PR #2911, opened 2026-06-30
GridKit integration test

nkoukpaizan:
This adds an integration test for Enzyme in GridKit. 

All other GridKit optional dependencies are off by default, so this only tests the ability to  compute model Jacobians. 

Minor modifications to the inputs passed to the package-specific `run.sh`.

cc @wsmoses @pelesh


.github/workflows/integration.yml
```diff
@@ -55,5 +56,5 @@ jobs:
         run: make -j `nproc`
       - name: "Run tests"
         run: |
-          bash integration/${{ matrix.package }}/run.sh ${{ matrix.llvm }} enzyme/build/ClangEnzyme-${{ matrix.llvm }}.so `nproc`
```
wsmoses, line 58: is there a reason for removing the path to the .so? I would've expected this to be useful [and can be ignored if needed]

integration/gridkit/run.sh
```diff
@@ -0,0 +1,23 @@
...
+
+echo "Running GridKit integration tests"
+
+CLANGV=$1
+ENZYME_DIR=$2
+
+echo "CLANGV: $CLANGV" 
+echo "ENZYME_DIR: $ENZYME_DIR"
+
+git clone git@github.com:ORNL/GridKit.git
```
wsmoses: can we pick a fixed commit of GridKit for now [and we can setup an action or something to update over time]

just for the sake of making sure that the only reason this fails is that code in this repo changes, instead of trying to figure out if here or upstream

.github/workflows/integration.yml
wsmoses: ah I understand, okay if that's the case we might as well also change this into the full path, adding `pwd`/enzyme/build

.github/workflows/integration.yml
```diff
@@ -55,5 +56,5 @@ jobs:
...
+          bash integration/${{ matrix.package }}/run.sh ${{ matrix.llvm }} enzyme/build `nproc`
```
wsmoses: are you using the gpu right now, if not can we explicitly exclude gridkit + gpu?

wsmoses: @nkoukpaizan bumping this q

nkoukpaizan: We're not using the GPU. Will push a fix in a sec.

pelesh: Just to clarify, GPU support is in our roadmap. It is unlikely that GPU work will start in the next few months.

wsmoses: yeah that's fine, its mostly just so we can avoid running gpu ci for something not using gpus [dont have as much gpu ci atm as cpu]

wsmoses:
hopefully you can see the ci results, but if not:
```
Run bash integration/gridkit/run.sh 18 $(PWD)/enzyme/build `nproc`
Run '/home/runner/k8s/index.js'
using script executor
/__w/_temp/8a2c9c5f-5f59-4690-99a9-37c6268c31a0.sh: line 1: PWD: command not found
Running GridKit integration tests
CLANGV: 18
ENZYME_DIR: /enzyme/build
Cloning into 'GridKit'...
Host key verification failed.
fatal: Could not read from remote repository.

Please make sure you have the correct access rights
and the repository exists.
mkdir: cannot create directory 'GridKit/build': No such file or directory
integration/gridkit/run.sh: line 13: cd: GridKit/build: No such file or directory
fatal: detected dubious ownership in repository at '/__w/Enzyme/Enzyme'
To add an exception for this directory, call:

	git config --global --add safe.directory /__w/Enzyme/Enzyme
CMake Warning:
  Ignoring extra path from command line:

   ".."


CMake Error: The source directory "/__w/Enzyme" does not appear to contain CMakeLists.txt.
Specify --help for usage, or press the help button on the CMake GUI.
make: *** No targets specified and no makefile found.  Stop.
make: *** No rule to make target 'test'.  Stop.
Error: Error: ScriptExecutorError when trying to execute: "Error: Job failed with exit code 2."
Error: Process completed with exit code 1.
```

(and also let me know if you cant and/or want me to add you to the repo for ease)

nkoukpaizan:
> hopefully you can see the ci results, but if not:
> (and also let me know if you cant and/or want me to add you to the repo for ease)

I can see it. I was just doing something stupid there (trying to clone via ssh instead of https).
Being added to the repo will be helpful!

nkoukpaizan:
@wsmoses, Thanks for bearing with me here. Tests are finally passing.

wsmoses:
nice! as we get more of the infra set up, I may poke you for possibly adding info out of this for benchmark times too [and obviously if anything goes wrong with a random enzyme commit which escapes my understanding, we may ask your help]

■ ■ ■ ■

**ACTIVITY:** Report the number of lines in the records that include the string "using", and write no other words.

**WRITTEN SOLUTION:** 4